For these roles (e.g. ZooKeeper servers, HDFS journal + namenodes or HBase masters), only a single Pod is allowed to be unavailable. For example, imagine a cluster with 7 ZooKeeper servers, where 4 servers are required to form a quorum and healthy ensemble. By allowing 2 servers to be unavailable, there is no single point of failure (as there are at least 5 servers available). But there is only a single spare server left. The reason to choose 7 instead of e.g. 5 ZooKeeper servers might be, that there are always at least 2 spare servers. Increasing the number of allowed disruptions and increasing the number of replicas is not improving the general availability.

Multiple replicas to increase performance

For these roles (e.g. HDFS datanodes, HBase regionservers or Trino workers), more than a single Pod is allowed to be unavailable. Otherwise, rolling re-deployments may take very long.

The operators calculate the number of Pods for a given role by adding the number of replicas of every role group that is part of that role.

In case there are no replicas defined on a role group, one Pod will be assumed for this role group, as the created Kubernetes objects (StatefulSets or Deployments) will default to a single replica as well. However, in case there are HorizontalPodAutoscaler in place, the number of replicas of a rolegroup can change dynamically. In this case the operators might falsely assume that role groups have fewer Pods than they actually have. This is a pessimistic approach, as the number of allowed disruptions normally stays the same or even increases when the number of Pods increases. This should be safe, but in some cases more Pods could have been allowed to be unavailable which may increase the duration of rolling re-deployments.

Influencing and disabling PDBs

You can configure

  1. Whether PDBs are written at all

  2. The maxUnavailable replicas for this role PDB

The following example

  1. Sets maxUnavailable for NameNodes to 1

  2. Sets maxUnavailable for DataNodes to 10, which allows downtime of 10% of the total DataNodes.

  3. Disables PDBs for JournalNodes

apiVersion: hdfs.stackable.tech/v1alpha1
kind: HdfsCluster
metadata:
  name: hdfs
spec:
  nameNodes:
    roleConfig: # optional, only supported on role level, *not* on rolegroup
      podDisruptionBudget: # optional
        enabled: true # optional, defaults to true
        maxUnavailable: 1 # optional, defaults to our "smart" calculation
    roleGroups:
      default:
        replicas: 3
  dataNodes:
    roleConfig:
      podDisruptionBudget:
        maxUnavailable: 10
    roleGroups:
      default:
        replicas: 100
  journalnodes:
    roleConfig:
      podDisruptionBudget:
        enabled: false
    roleGroups:
      default:
        replicas: 3

Using you own custom PDBs

In case you are not satisfied with the PDBs that are written by the operators, you can deploy your own.

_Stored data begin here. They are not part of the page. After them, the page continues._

PR #5, opened 2019-04-22
Enable use of VaFacilities in place of AccessToCare

jjennings-va:
Added in VaFacilites
Removed AccessToCare

Ensured E&E integration was not affected by change
Updated tests to use VaFacilities in place of AccessToCare


community-care-eligibility/src/main/java/gov/va/api/health/communitycareeligibility/service/RestFacilitiesClient.java
```diff
@@ -0,0 +1,61 @@
...
+  private final String vaFacilitiesApiKey;
+
+  private final String baseUrl;
+
+  private final RestTemplate restTemplate;
+
+  /** Autowired constructor. */
+  public RestFacilitiesClient(
+      @Value("${va-facilities.api-key}") String vaFacilitiesApiKey,
+      @Value("${facilities.endpoint.url}") String baseUrl,
```
jblefkove-va: I don't think we need `endpoint` in this property... and let's make it `va-facilities.url` to match the above property.

community-care-eligibility/src/main/java/gov/va/api/health/communitycareeligibility/service/VaFacilitiesResponse.java
```diff
@@ -0,0 +1,140 @@
...
+    return data;
+  }
+
+  @Data
+  @Builder
+  @JsonIgnoreProperties(ignoreUnknown = true)
+  @NoArgsConstructor(access = AccessLevel.PRIVATE)
+  @AllArgsConstructor(access = AccessLevel.PRIVATE)
+  @JsonAutoDetect(fieldVisibility = JsonAutoDetect.Visibility.ANY)
+  public static final class VaFacility {
```
jblefkove-va: Now that all of these classes are consolidated, we only need the `Va` prefix on the top-level response class. So let's make this `Facility` and the below class `Attributes`.

community-care-eligibility/src/main/java/gov/va/api/health/communitycareeligibility/service/VaFacilitiesResponse.java
```diff
@@ -0,0 +1,140 @@
...
+    @JsonProperty("wait_times")
+    private WaitTimes waitTimes;
+
+    @Data
+    @Builder
+    @JsonIgnoreProperties(ignoreUnknown = true)
+    @NoArgsConstructor(access = AccessLevel.PRIVATE)
+    @AllArgsConstructor(access = AccessLevel.PRIVATE)
+    @JsonAutoDetect(fieldVisibility = JsonAutoDetect.Visibility.ANY)
+    public static final class Address {
```
jblefkove-va: Move these classes out of `VaFacilityAttributes` so we only have one level of inner classes inside `VaFacilitiesResponse`.

community-care-eligibility/src/main/resources/application.properties
```diff
@@ -34,6 +34,7 @@ bing-maps.api-key=unset
 va-facilities.api-key=unset
 community-care.max-drive-time=60
 community-care.max-wait=20
+facilities.endpoint.url=unset
```
jblefkove-va: Let's add the facilities API url to the make-configs script, like we do with the EE url.

community-care-eligibility/src/test/java/gov/va/api/health/communitycareeligibility/service/CommunityCareEligibilityTest.java
```diff
@@ -63,69 +62,42 @@ public void empty() {
...
+        .thenReturn(Coordinates.builder().latitude(200.00).longitude(100.00).build());
     when(bingMaps.routes(
-            eq(
-                Address.builder()
-                    .street("66 Main St")
-                    .city("Melbourne")
-                    .state("fl")
-                    .zip("12345")
-                    .build()),
+            eq(Coordinates.builder().longitude(100.00).latitude(200.00).build()),
```
jblefkove-va: I think this test would be a little easier to follow if these patient coordinates were defined once at the beginning of the test.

In case you write custom PDBs, it is your responsibility to take care of the availability of the products
It is important to disable the PDBs created by the Stackable operators as described above before creating your own PDBs, as this is a limitation of Kubernetes.

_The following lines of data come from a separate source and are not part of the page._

PR #6, opened 2019-04-29
Task/api 1085 compute overall eligibility 2

jjennings-va:
https://vasdvp.atlassian.net/browse/API-1085

Finished logic for determining eligibility. 
Cleaned up community care output
Now only displays facilities within the state


jblefkove-va:
I think we're missing a requirements. I will help you work through this list when I get in this morning:

* patient ICN should be argument to the API

* Let's add a unit test for the urgent care case, since we don't have a good way to test it with real data.

* To facilitate debugging and ease of use, the returned response should include all of the input parameters (patient ICN, address, service type, established patient) along with the patient address as a lat/long.

* Based on https://www.va.gov/opa/pressrel/pressrelease.cfm?id=5187, we need to support two configuration parameters for drive time, and two for wait time. (Currently we have one each.) The link indicates 30 mins drive time for primary/mental-health care, and 60 mins for specialty, and 20 day wait for primary/mental-health care, and 28 days for specialty.

* In my email to Dave last week, I mentioned that we have work around a bug in how facilities API handles mental health care. For mental health services, the health service type is `MentalHealthCare`, but the wait times are listed under `MentalHealth`. So if `MentalHealthCare` is requested, we need to make sure we filter the resulting facilities under `MentalHealth`.

* We should use the effective date on the eligibility info from E&E. That is, we should only use the codes with effective date prior to current time. (In practice, I expect they will always be in the past, but this is something to check and unit test.)

* I think there is an error in the way the separate wait and drive time checks are implemented. If you have one facility that is within the wait limit, but not the drive limit, and another facility within the drive limit, but not the wait limit, you are eligible for community care, but both checks will fail. Based on the terminology used in  https://www.va.gov/opa/pressrel/pressrelease.cfm?id=5187, the reason in the description, if you have any facilities that meet both the wait and drive time criteria, should be "Access Standards". Let's add a unit test for this case.

* If the overall eligibility is false due to failing the wait/drive time check, we should still add something to the description in that case. The reason can probably still be "Access Standards" whether you are eligible or not.

community-care-eligibility/src/main/java/gov/va/api/health/communitycareeligibility/service/CommunityCareEligibilityV1ApiController.java
```diff
@@ -80,29 +84,32 @@ private static boolean hasServiceType(
...
-    if (Arrays.asList("AK", "AZ", "IA", "NM", "MN", "ND", "OK", "SD", "UT")
-        .stream()
-        .anyMatch(patientAddress.state()::equalsIgnoreCase)) {
-      // No VAMC locations in these states, automatically eligible
-      return true;
-    }
-    // Filter facilities in same state, within a certain drive time and wait time
-    List<Facility> filtered =
+  private boolean computeEligibilityBasedOnDriveTime(List<Facility> facilities, String serviceType) {
+      int driveTime = ((StringUtils.equalsIgnoreCase(serviceType, "primarycare")) || (StringUtils.equalsIgnoreCase(serviceType, "primarycare")) ? maxDriveTime : maxDriveTimeSpecialty);
```
dbrown-va: It looks like the second half of the `||` needs to be mental health care?  Same with the `computeEligibilityBasedOnWaitTime` function below.

While there, would it be worth making 2 configurable enums, `standardCare` and `specialtyCare` and then checking if the serviceType is present in one or the other?  If future care types are added, then only a single place needs to be updated.

jblefkove-va: I think ultimately we will want an enum that maps all of the different service type values that Facilities API supports.

community-care-eligibility-api/src/main/java/gov/va/api/health/communitycareeligibility/api/CommunityCareEligibilityResponse.java
```diff
@@ -24,26 +23,29 @@
 //      example = "SWAGGER_EXAMPLE_ALLERGY_INTOLERANCE"
 //    )
 public final class CommunityCareEligibilityResponse {
-  Boolean communityCareEligible;
+  CommunityCareEligibility communityCareEligibility;
 
-  List<CommunityCareEligibilities> communityCareEligibilities;
+  PatientRequest patientRequest;
```
jblefkove-va: Put the request at the top.

community-care-eligibility-api/src/main/java/gov/va/api/health/communitycareeligibility/api/CommunityCareEligibilityResponse.java
```diff
@@ -24,26 +23,29 @@
...
-  }
+  @Data
+  @Builder
+  @NoArgsConstructor(access = AccessLevel.PRIVATE)
+  @AllArgsConstructor(access = AccessLevel.PRIVATE)
+  @JsonAutoDetect(fieldVisibility = JsonAutoDetect.Visibility.ANY)
+  public static final class PatientRequest {
+    String serviceType;
+
+    String paitentIcn;
```
jblefkove-va: typo

community-care-eligibility-api/src/main/java/gov/va/api/health/communitycareeligibility/api/CommunityCareEligibilityResponse.java
```diff
@@ -24,26 +23,29 @@
...
-    }
-    return communityCareEligibilities;
-  }
+  @Data
+  @Builder
+  @NoArgsConstructor(access = AccessLevel.PRIVATE)
+  @AllArgsConstructor(access = AccessLevel.PRIVATE)
+  @JsonAutoDetect(fieldVisibility = JsonAutoDetect.Visibility.ANY)
+  public static final class PatientRequest {
+    String serviceType;
```
jblefkove-va: Let's make the order here roughly match the order of the search parameters in the controller. (ICN, address and coordinates, serviceType, established)

community-care-eligibility-api/src/main/java/gov/va/api/health/communitycareeligibility/api/CommunityCareEligibilityResponse.java
```diff
@@ -24,26 +23,29 @@
...
-      facilities = new ArrayList<>();
-    }
-    return facilities;
+    Address patientAddress;
+
+    Coordinates patientCoordinates;
+
+    Boolean establishedPatient;
+
+    String description;
```
jblefkove-va: This looks like a copy-paste error.

community-care-eligibility/src/main/java/gov/va/api/health/communitycareeligibility/service/CommunityCareEligibilityV1ApiController.java
```diff
@@ -114,66 +120,119 @@ public CommunityCareEligibilityResponse search(
...
-        bingMaps.coordinates(
-            Address.builder()
-                .street(street.trim())
-                .city(city.trim())
-                .state(state.trim())
-                .zip(zip.trim())
-                .build());
-    GetEESummaryResponse response = eeClient.requestEligibility("1008679665V880686");
+      @NotBlank @RequestParam(value = "serviceType") String serviceType,
+      @NotBlank @RequestParam(value = "patientICN") String patientIcn,
```
jblefkove-va: Let's camel-case that `PatientIcn`. Also, this feels like the most important parameter, let's put it at the front of the list.

community-care-eligibility/src/main/java/gov/va/api/health/communitycareeligibility/service/BingResponse.java
```diff
@@ -60,7 +60,7 @@
 
     Integer travelDuration;
 
-    Integer travelDurationTraffic;
+    // Integer travelDurationTraffic;
```
jblefkove-va: Let's remove this.

community-care-eligibility/src/main/java/gov/va/api/health/communitycareeligibility/service/CommunityCareEligibilityV1ApiController.java
```diff
@@ -47,11 +49,17 @@
...
+  private int maxDriveTimeSpecialty;
+
+  private int maxWaitSpecialty;
+
   /** Autowired constructor. */
   @Builder
   public CommunityCareEligibilityV1ApiController(
       @Value("${community-care.max-drive-time}") int maxDriveTime,
       @Value("${community-care.max-wait}") int maxWait,
+      @Value("${community-care.max-drive-time-specialty}") int maxDriveTimeSpecialty,
```
jblefkove-va: Let's make the other parameter `max-drive-time-primary` to make the distinction between the two clearer. (Actually, while we're renaming these, let's also add units, i.e. `max-drive-time-mins-primary` and `max-wait-days-primary`.)

community-care-eligibility/src/main/java/gov/va/api/health/communitycareeligibility/service/CommunityCareEligibilityV1ApiController.java
```diff
@@ -47,11 +49,17 @@
 
   private int maxWait;
 
+  private int maxDriveTimeSpecialty;
+
+  private int maxWaitSpecialty;
```
jblefkove-va: Let's make the order of these fields, the order of the constructor parameters below, and the order of the field assignments in the constructor all match. (Also, I don't see these two fields being set in the constructor.)

community-care-eligibility/src/main/java/gov/va/api/health/communitycareeligibility/service/CommunityCareEligibilityV1ApiController.java
```diff
@@ -114,66 +120,119 @@ public CommunityCareEligibilityResponse search(
...
+            .zip(zip.trim())
+            .build();
+    Coordinates patientCoordinates = bingMaps.coordinates(patientAddress);
+    GetEESummaryResponse response = eeClient.requestEligibility(patientIcn);
     List<VceEligibilityInfo> vceEligibilityCollection =
-        response.getSummary() == null
+        response == null || response.getSummary() == null
             ? Collections.emptyList()
             : response
                 .getSummary()
```
jblefkove-va: Let's move this to a separate method and add null checks for the (unlikely) cases of any of these intermediate objects being null.

community-care-eligibility/src/main/java/gov/va/api/health/communitycareeligibility/service/CommunityCareEligibilityV1ApiController.java
```diff
@@ -114,66 +120,119 @@ public CommunityCareEligibilityResponse search(
...
+    final String serviceRequestType =
+        equalsIgnoreCase(serviceType, "MentalHealthCare") ? "MentalHealth" : serviceType;
+    Address patientAddress =
+        Address.builder()
+            .street(street.trim())
+            .city(city.trim())
+            .state(state.trim())
+            .zip(zip.trim())
+            .build();
+    Coordinates patientCoordinates = bingMaps.coordinates(patientAddress);
```
jblefkove-va: Some of these variables can be declared later, closer to where they are used. For instance, `patientAddress` and `patientCoordinates` aren't used until after the EE stuff is done.

community-care-eligibility/src/main/java/gov/va/api/health/communitycareeligibility/service/CommunityCareEligibilityV1ApiController.java
```diff
@@ -114,66 +120,119 @@ public CommunityCareEligibilityResponse search(
...
+    List<String> eligibilityDescriptions = new ArrayList<String>();
+    List<String> eligibilityCodes = new ArrayList<String>();
+    GregorianCalendar todaysDate = new GregorianCalendar();
+    for (int i = 0; i < vceEligibilityCollection.size(); i++) {
+      int dateComparision =
+          vceEligibilityCollection
+              .get(i)
+              .getVceEffectiveDate()
+              .compare(DatatypeFactory.newInstance().newXMLGregorianCalendar(todaysDate));
+      if (dateComparision == 0 || dateComparision == -1) {
```
jblefkove-va: You can do this more cleanly with the Java 8 date/time API:
```
Instant now = Instant.now();
for (...) {
  if (vceEligibilityCollection.get(i).getVceEffectiveDate().toGregorianCalendar().toInstant().isBefore(now)) {
    ...
  }
}
```

community-care-eligibility/src/main/java/gov/va/api/health/communitycareeligibility/service/CommunityCareEligibilityV1ApiController.java
```diff
@@ -114,66 +120,119 @@ public CommunityCareEligibilityResponse search(
...
-            .map(
-                vceEligibilityInfo ->
-                    EligibilityAndEnrollmentTransformer.builder()
-                        .eligibilityInfo(vceEligibilityInfo)
-                        .build()
-                        .toCommunityCareEligibilities())
-            .filter(Objects::nonNull)
-            .collect(Collectors.toList());
+    List<String> eligibilityDescriptions = new ArrayList<String>();
+    List<String> eligibilityCodes = new ArrayList<String>();
```
jblefkove-va: The type parameter on the right is redundant.

community-care-eligibility/src/main/java/gov/va/api/health/communitycareeligibility/service/CommunityCareEligibilityV1ApiController.java
```diff
@@ -114,66 +120,119 @@ public CommunityCareEligibilityResponse search(
...
+                .filter(vaFacility -> hasServiceType(vaFacility, serviceRequestType))
+                .filter(
+                    vaFacility ->
+                        equalsIgnoreCase(
+                            vaFacility.attributes().address().physical().state().trim(),
+                            patientAddress.state()))
                 .collect(Collectors.toList());
-    log.info("va facilities filtered by service type {}: {}", serviceType, vaFacilitiesResponse);
+    log.info(
+        "va facilities filtered by service type {}: {}", serviceRequestType, vaFacilitiesResponse);
```
jblefkove-va: Let's note in the logged message that we also filtered by state. Also, we're logging `vaFacilitiesResponse` here, which doesn't have any filtering applied... that seems like a mistake. Let's log just the ids from the filtered list:

```
filteredByServiceTypeAndState
     .stream()
     .map(facility -> facility.id())
     .collect(Collectors.toList())
```

community-care-eligibility/src/main/java/gov/va/api/health/communitycareeligibility/service/CommunityCareEligibilityV1ApiController.java
```diff
@@ -114,66 +120,119 @@ public CommunityCareEligibilityResponse search(
...
             .map(
                 vaFacility ->
                     FacilityTransformer.builder()
-                        .serviceType(serviceType)
+                        .serviceType(serviceRequestType)
                         .build()
                         .toFacility(vaFacility))
             .collect(Collectors.toList());
     facilities.parallelStream().forEach(facility -> setDriveMinutes(patientCoordinates, facility));
+    Boolean communityCareEligible = false;
```
jblefkove-va: Let's extract the calculation of this value to its own method.

community-care-eligibility/src/main/java/gov/va/api/health/communitycareeligibility/service/CommunityCareEligibilityV1ApiController.java
```diff
@@ -114,66 +120,119 @@ public CommunityCareEligibilityResponse search(
...
+      communityCareEligible = true;
+    } else {
+      eligibilityDescriptions.add("Access-Standards");
+      if (eligibleByAccessStandards(establishedPatient, facilities, serviceRequestType)) {
+        communityCareEligible = true;
+      }
+    }
+    String communityCareDescriptions = String.join(", ", eligibilityDescriptions);
+    CommunityCareEligibilityResponse.CommunityCareEligibility communityCareEligibility =
+        EligibilityAndEnrollmentTransformer.builder()
```
jblefkove-va: `EligibilityAndEnrollmentTransformer` class seems like overkill here, since it accepts a `CommunityCareEligibility` object as input and then returns one. I think all you need here is a method in this class that takes `communityCareEligible` and `communityCareDescriptions` as arguments, and returns a `CommunityCareEligibility`. And then put the checks that the transformer is doing in there.

community-care-eligibility/src/main/resources/application.properties
```diff
@@ -32,8 +32,11 @@ spring.jackson.default-property-inclusion=non_empty
 #included-references.practitioner=true
```
dbrown-va: There is a decent amount of `health-apis` specific properties in here (all commented) that could be removed.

After disabling the Stackable PDBs, you can deploy you own PDB such as

apiVersion: policy/v1
kind: PodDisruptionBudget
metadata:
  name: hdfs-journalnode-and-namenode
spec:
  maxUnavailable: 1
  selector:
    matchLabels:
      app.kubernetes.io/name: hdfs
      app.kubernetes.io/instance: hdfs
    matchExpressions:
      - key: app.kubernetes.io/component
        operator: In
        values:
          - journalnode
          - namenode

This PDB allows only one Pod out of all the Namenodes and Journalnodes to be down at one time.

Details

Have a look at the ADR on Allowed Pod disruptions for the implementation details.